◆ DATASET
PR #1188, opened 2022-03-09
Set default allowed data representations to XCDR1 and XCDR2

dpotman:
Set the default for allowed data representations in `ddsi_sertype_init` to XCDR1 and XCDR2. Additional restrictions from annotations in IDL and limitations for certain types (e.g. extensibility non-final) can override this (`ddsi_sertype_default_init`)

### DIFF
--- a/src/core/ddsi/src/ddsi_sertype.c
+++ b/src/core/ddsi/src/ddsi_sertype.c
@@ -180,7 +180,7 @@ void ddsi_sertype_init_flags (struct ddsi_sertype *tp, const char *type_name, co
   tp->typekind_no_key = (flags & DDSI_SERTYPE_FLAG_TOPICKIND_NO_KEY) ? 1u : 0u;
   tp->request_keyhash = (flags & DDSI_SERTYPE_FLAG_REQUEST_KEYHASH) ? 1u : 0u;
   tp->fixed_size = (flags & DDSI_SERTYPE_FLAG_FIXED_SIZE) ? 1u : 0u;
-  tp->allowed_data_representation = DDS_DATA_REPRESENTATION_FLAG_XCDR1;
+  tp->allowed_data_representation = DDS_DATA_REPRESENTATION_RESTRICT_DEFAULT;
   tp->base_sertype = NULL;
   tp->wrapped_sertopic = NULL;
 #ifdef DDS_HAS_SHM


eboasson (approved):

src/core/ddsi/src/ddsi_sertype.c
```diff
@@ -180,7 +180,7 @@ void ddsi_sertype_init_flags (struct ddsi_sertype *tp, const char *type_name, co
   tp->typekind_no_key = (flags & DDSI_SERTYPE_FLAG_TOPICKIND_NO_KEY) ? 1u : 0u;
   tp->request_keyhash = (flags & DDSI_SERTYPE_FLAG_REQUEST_KEYHASH) ? 1u : 0u;
   tp->fixed_size = (flags & DDSI_SERTYPE_FLAG_FIXED_SIZE) ? 1u : 0u;
-  tp->allowed_data_representation = DDS_DATA_REPRESENTATION_FLAG_XCDR1;
+  tp->allowed_data_representation = DDS_DATA_REPRESENTATION_RESTRICT_DEFAULT;
```
eboasson, line 183: This causes (I think) a rather important change in what gets advertised during discovery, for example it seems like it would result in the Cyclone  RMW layer to start advertising "XCDR1 or XCDR2", where that one is XCDR1-only. That makes this seem like a less-than-desirable change.

The problem is of course that it is hard-coded. The `ddsi_sertype_init_flags` function got added because the flags needed to be initialised ... adding a function that also allows initialising the `allowed_data_representation` field would be the logical extension that would avoid causing changes in behaviour for users. It would also allow the C/C++/Python bindings to initialise it via this "constructor", rather than having to override it.

Adding yet another function for initialising this is not so great, but I think that it would be the better option.

dpotman: You're right that using this default causes RMW to advertise `XCDR2`, but that problem was already introduced in commit 5382ece652164f31fbb6484c2ef4fab75026f8e8. That defaults the minimal XCDR version for a sertype to `XCDR1`, so `XCDR2` is also allowed, which is undesired unless a sertype implementation explicitly includes `XCDR2` in the allowed representations.  The reason that I introduced the change from `XCDR1` to `DDS_DATA_REPRESENTATION_RESTRICT_DEFAULT` was that Python fuzzer tests were failing, but that should be fixed by setting the representations here https://github.com/eclipse-cyclonedds/cyclonedds-python/blob/master/clayer/pysertype.c#L905, @thijsmie will create a PR for this. 

I agree that the sertype initialisers needs some refactoring, but I think it is better to do that with the planned sertype and serdata interface refactoring.

Issue #1198, opened 2022-03-14
CMake install fail for pubsub when building static library. 


icucode:
CMake configuration enforce the use of CMAKE_INSTALL_RPATH even when building static library.

thijsmie:
Pubsub has been removed in favour of the python tool with the same name.

PR #1199, opened 2022-03-14
Fix CMake install fail when building static library #1198

icucode:


CMakeLists.txt
```diff
@@ -263,10 +263,12 @@ include(CMakePackageConfigHelpers)
 include(GNUInstallDirs)
 include(CTest)
 
-if(APPLE)
-  set(CMAKE_INSTALL_RPATH "@loader_path/../${CMAKE_INSTALL_LIBDIR}")
-else()
-  set(CMAKE_INSTALL_RPATH "$ORIGIN/../${CMAKE_INSTALL_LIBDIR}")
+if(BUILD_SHARED)
```
eboasson, line 266: This looks very logical to me, but the CI seems to disagree ...

PR #1203, opened 2022-03-15
Bugfix in IDLC type meta-data generator for array-typedefs

dpotman:
Fix for type-id-not-found error in IDLC type meta-data generation when using multiple levels of typedefs with arrays in IDL.

### DIFF
--- a/src/tools/idlc/tests/type_meta.c
+++ b/src/tools/idlc/tests/type_meta.c
@@ -643,6 +643,61 @@ static DDS_XTypes_TypeObject *get_typeobj12 (void)
     });
 }
 
+static DDS_XTypes_TypeObject *get_typeobj13 (void)
+{
+  DDS_XTypes_TypeIdentifier ti_f1;
+
+  /* f1 type identifier */
+  {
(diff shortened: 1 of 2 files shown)


src/tools/idlc/tests/type_meta.c
```diff
@@ -643,6 +643,62 @@ static DDS_XTypes_TypeObject *get_typeobj12 (void)
...
+{
+  DDS_XTypes_TypeIdentifier ti_f1;
+
+  /* f1 type identifier */
+  {
+    DDS_XTypes_TypeIdentifier *ti_long = calloc (1, sizeof (*ti_long));
+    ti_long->_d = DDS_XTypes_TK_INT32;
+
+    /* typedef long td_arr[3] */
+    DDS_XTypes_TypeIdentifier *ti_alias_arr = calloc (1, sizeof (*ti_alias_arr));
```
eboasson, line 656: This one leaks according the address sanitizer. Otherwise, it LGTM.

dpotman: I've force-pushed a fix for this, the type identifier can be stored directly in the type object of the outer typedef.

PR #1204, opened 2022-03-15
Add a breakpoint for rejected CDR

eboasson:
This adds a "normalize_error" function that is called at the point where
ddsi_stream_normalize rejects an invalid CDR blob, which makes analyzing
the exact reason for rejecting an input a lot easier.


dpotman:
LGTM, only the `skip_..` functions could return `NULL` without reaching the error functions, but that can only occur in case of invalid serializer instructions (a type that's not in `enum dds_stream_typecode`), and that's not very likely.

PR #1209, opened 2022-03-17
Exclude iceoryx from windows build

### LINKED ISSUE #1208: Exlude iceoryx binding from windows build
I recently noticed that the iceoryx C-Binding is also included when building on Windows target.
In the previous release the iceoryx binding was excluded from the Windows build because iceoryx faced a linker issue. 
See: https://github.com/eclipse-cyclonedds/cyclonedds/blob/releases/0.8.x/src/CMakeLists.txt#L71
Therefore iceoryx is currently only building as static library in windows.
It is addressed here: https://github.com/eclipse-iceoryx/iceoryx/issues/846

Since the windows target is currently not properly tested I would propose to exclude the iceoryx binding from the windows build for ROS 2, like we did in last year.

dkroenke:
Signed-off-by: Dietrich Krönke <dietrich.kroenke@apex.ai>

@eboasson This excludes iceoryx from the windows build

- Closes #1208

### DIFF
--- a/src/CMakeLists.txt
+++ b/src/CMakeLists.txt
@@ -40,7 +40,13 @@ if(ENABLE_SOURCE_SPECIFIC_MULTICAST)
 endif()
 
 # Prefer iceoryx integration but do not require it.
-set(ENABLE_SHM "AUTO" CACHE STRING "Enable shared memory support")
+if(${CMAKE_SYSTEM_NAME} MATCHES "Windows")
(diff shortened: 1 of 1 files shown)


eboasson (approved):
It looks good to me, and it also seems sensible to black-list Windows rather than to white-list Linux/macOS/QNX (like it did some time back) because there won't be any Iceoryx packages on other platforms anyway.

PR #1210, opened 2022-03-17
Bit bound validation

reicheratwork:
Additional validation of bit bounds of bitmasks and enums

This validation was previously only triggered on the @bit_bound annotation being present, now it is done when the tree is completed parsing.


eboasson (approved):
Thanks @reicheratwork !

PR #1211, opened 2022-03-17
Fix uninitialized variable warning in cdrstream

dpotman:


eboasson (approved):
Thanks @dpotman !

PR #1215, opened 2022-03-18
Exclude iceoryx tests from colcon

dkroenke:
Signed-off-by: Dietrich Krönke <dietrich.kroenke@apex.ai>


eboasson (approved):
Thanks, @dkroenke ! It is not ideal, but it does solve the problem of running the test suite on the ROS 2 test farm, and I verified the tests still run on our own CI. (The one test failure has nothing to do with this, it is one of those CI/virtualised platforms misbehave in mysterious ways that I have come to accept as a fact of life ...)

PR #1216, opened 2022-03-18
Set CMake CMP0075 policy to NEW

eboasson:
CMP0075 concerns a change in behaviour in the combination of
check_include_files and CMAKE_REQUIRED_LIBRARIES. This combination
occurs on Windows, and in this case both the old and the new behaviour
are acceptable.

We support CMake versions older than the one where the policy was
introduced, so select the new behaviour only if the policy actually
exists.

Note: needs backport to `releases/0.9.x` branch because of the ROS 2 build farm.


eboasson:
Confirmed to work as intended by ROS 2 CI: [Build Status](https://ci.ros2.org/job/ci_windows/16734/)

PR #1218, opened 2022-03-18
Improve "oneliner" a bit

eboasson:
* print time stamps
* print wait duration
* allow setting QoS on participant, subscriber, publisher
* erase dependent entities to avoid an error on termination after explicitly
  deleting, e.g., a subscriber containing a reader
* make it the forced expiry of a lease and publication of SPDP messages
  in "deaf" and "hearing" optional


dpotman (approved):
LGTM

◆ EXERCISE DETAILS
Reproduce the final stretch of the data above: every line from the one holding "print wait duration" through the end, inclusive, exactly as written and nothing else.

◆ ANSWER
* print wait duration
* allow setting QoS on participant, subscriber, publisher
* erase dependent entities to avoid an error on termination after explicitly
  deleting, e.g., a subscriber containing a reader
* make it the forced expiry of a lease and publication of SPDP messages
  in "deaf" and "hearing" optional


dpotman (approved):
LGTM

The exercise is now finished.